"> > " == Roland King
"> " ==  Vojtech Pavlik

> > This is a little similar to the discussion we were having last
> > week about how to do interrupt transfers on the usbdevfs
> > interface. The answer seemed to end up being that you should
> > just do bulk transfers.

"Seemed" -- if you can arrange that nothing is going to
ever be able to remember the endpoint being used in
a different transfer mode.  I've tripped over problems
trying to use that approach.  (No, I wasn't using UHCI.)


> > What is an interrupt transfer really? Is it just a transfer which is
> > sent again and again by the driver, ...?

By the host controller driver.  It's a "periodic" transfer,
which _by design_ is going to be happening over and
over and over again.


> > How is that supposed to work with output transfers then? If you
> > schedule an interrupt transfer and the driver continues to resubmit
> > it, doesn't that just mean that, as the initial writer in this thread
> > noted, you get the same data sent to the endpoint again and again?

Yes, which is why an interrupt OUT transfer has to modify the buffer.

And why there's that issue I mentioned (reported in Janary by
Wolfgang Mües) about changing the _length_ of an OUT transfer.
I've some comments I hope to send out, but can't do so much before
Wednesday.


> > What are interrupt outputs supposed to do? If you have just one
> > thing to send are you better off always just sending a bulk one even
> > to an interrupt endpoint?

"Better off" is a tradeoff.  One factor is guaranteed bandwidth:

> As far as I know the only difference between one-shot out interrupt

(which is a UHCI-ism :)

>     and
> an out bulk is that the interrupt should have guaranteed bandwidth - the
> USB core should allocate enough bandwidth on the bus to allow it to go
> through immediately or fail with a 'not enough bandwidth' error if it
> isn't possible.
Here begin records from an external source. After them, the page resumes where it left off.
PR #1149, opened 2021-08-16
Feat(eos_designs): Add support for setting VXLAN Source interface

lermilov:
## Types of changes

- [ ] Bug fix (non-breaking change which fixes an issue)
- [x] New feature (non-breaking change which adds functionality)
- [ ] Breaking change (fix or feature that would cause existing functionality to change)
- [ ] Code style update (formatting, renaming)
- [ ] Refactoring (no functional changes)
- [ ] Documentation content changes
- [ ] Other (please describe):

## Related Issue(s)

Fixes #704

## Component(s) name

`arista.avd.eos-designs`

## Proposed changes
Introducing new variable "vtep_loopback" with default value "Loopback1".
If "vtep_loopback" is not set then there will be no change to existing configurations, i.e. Loopback1.

## Checklist:

- [x] My code has been rebased from devel before I start
- [x] I have read the [**CONTRIBUTING**](https://avd.sh/en/latest/docs/contribution/overview.html) document.
- [ ] My change requires a change to the documentation.
- [ ] I have updated the documentation accordingly.
- [ ] I have updated [molecule CI](https://github.com/aristanetworks/ansible-avd/tree/devel/ansible_collections/arista/avd/molecule) testing accordingly
- [ ] All new and existing tests passed ([`pre-commit`](https://www.avd.sh/docs/installation/development/#python-virtual-environment), `make linting` and `make sanity-lint`).

PR #1360, opened 2021-11-25
Fix(eos_validate_state): Abstraction of VXLAN source interface

### LINKED ISSUE #1284: eos_validate_state not accounting for vtep_loopback in eos_designs
### Issue Summary

Since the introduction of #1149 that allows you to set custom VTEP loopback id, the `eos_validate_state` role still uses hardcoded Loopback1 as the VTEP loopback while it should use the vtep_loopback id defined in eos_designs.

eos_validate_state

### How do you run AVD ?

### Steps to reproduce

_No response_

### Relevant log output

_No response_

### Contributing Guide

xaviramon:
## Change Summary

Under PR#1149 (https://github.com/aristanetworks/ansible-avd/pull/1149) support for user defined Loopback interface was added. It was forgotten to add the support on the eos_validate_state, where old hardcoded interface (loopback1) was left. 
This PR solves this issue by using the vxlan1 interface source interface as the VTEP IP.

## Related Issue(s)

Fixes #1284

## Component(s) name

## Proposed changes
Tests using VTEP IPs are not hardcoded to use Loopback1 interface anymore. The test is changed and the IP interface used for the test is change to take the IP of the loopback which is described in the VXLAN tunnel as source interface.

## How to test
Difficult, as your own environment needs to be used to run the validation role.

### User Checklist

- N/A

### Repository Checklist


ansible_collections/arista/avd/roles/eos_validate_state/tasks/router_id_reachability.yml
```diff
@@ -0,0 +1,56 @@
+---
+
+- name: Gather ip reachability state between devices (Router ID <-> Router ID)
```
ClausHolbechArista: IMO we should call this `loopback_reachability`, since router-id is not strictly an IP, but just a 32-bit number.
We could pick up the first loopback interface in `loopback_interfaces` as long as it is _not_ the VTEP.
If we need to add another variable to structured_config, we can do this - we just need to document it and comment that it is only used for validation role. (and maybe documentation?)

xaviramon: Since this test is very specific for EVPN, what if we take the ``update_source`` variable from ``EVPN-OVERLAY-PEERS``? This makes the test non-reusable for L2LS or L3LS but as said, I think it is not needed.

ansible_collections/arista/avd/roles/eos_validate_state/tasks/loopback_reachability.yml
```diff
@@ -0,0 +1,56 @@
+---
+
+- name: Gather ip reachability state between devices (Router ID <-> Router ID)
+  eos_command:
+    commands: "ping {{ loopback_ip_address | ansible.netcommon.ipaddr('address') }} source {{ loopback_interfaces[router_bgp.peer_groups[\"EVPN-OVERLAY-PEERS\"].update_source].ip_address | ansible.netcommon.ipaddr('address') }} repeat 1"
```
ClausHolbechArista: Points for creativity, but this will not work. The peer group name is configurable.
I really think we should just add a variable for this

ansible_collections/arista/avd/roles/eos_validate_state/templates/generate_vars_for_testing.j2
```diff
@@ -1,23 +1,19 @@
-{# loopback0 reachability test #}
+{# Loopback reachability test #}
 {% set address = [] %}
 {% for node in groups[fabric_name] | arista.avd.natural_sort %}
-{%     if hostvars[node].type == 'l3leaf' %}
-{%         if hostvars[node].loopback_interfaces.Loopback0.ip_address is defined and hostvars[node].loopback_interfaces.Loopback0.ip_address is not none %}
-{%             do address.append(hostvars[node].loopback_interfaces.Loopback0.ip_address | ansible.netcommon.ipaddr('address')) %}
-{%         endif %}
+{%     if hostvars[node].router_bgp.peer_groups["EVPN-OVERLAY-PEERS"].update_source is arista.avd.defined %}
```
tgodaA: Looks good to me.

Because you are accessing ```hostvars[node].router_bgp.peer_groups["EVPN-OVERLAY-PEERS"].update_source``` more than once, please set it to a temporary variable. Because accessing hostvars multiple times will increase the run-time of the code.

Or alternatively set node_vars = hostvars[node] and then access different values using the temporary variable ```node_vars```. We used the similar technique in the recent refactor.

Same for below variables.

tgodaA:
Single commit semantic error!

ansible_collections/arista/avd/roles/eos_validate_state/tasks/routing_table.yml
```diff
@@ -1,31 +1,30 @@
...
   eos_command:
-    commands: "show ip route {{ loopback1_address }}"
-  loop: "{{ loopback1_reachability.loopback1_range }}"
+    commands: "show ip route {{ vtep_ip }}"
+  loop: "{{ vtep_reachability.vtep_ip_reachability }}"
   loop_control:
-    loop_var: loopback1_address
+    loop_var: vtep_ip
   ignore_errors: "{{ eos_validate_state_validation_mode_loose }}"
   when: |
```
tgodaA, line 10: Since there is only one logic check, can we write this as:

``` when: vtep_reachability.vtep_ip_reachability is arista.avd.defined```

tgodaA (approved):
LGTM!

ClausHolbechArista (approved):
LGTM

With bulk it simply waits until the bandwidth is
> available and then sends it.

Another factor is when the transfer happens ... if your device is
only able to handle data every 16 msec, you're not doing anyone
a favor by trying to send/recv it more often, it'll just choke.  So use
interrupt transfers, not bulk transfers.

Then there's the fact that the transfer sizes are different.  For
high speed (480 MBit/sec) interrupts max out at 64 bytes by
default, but single transfers go up to 1KByte and there's also
a "high bandwidth" mode where one endpoint can do 3KBytes
in each microframe (12 KByte/msec, 12 MByte/sec).  Bulk
maxpacketsize at High speed is fixed at 512 bytes.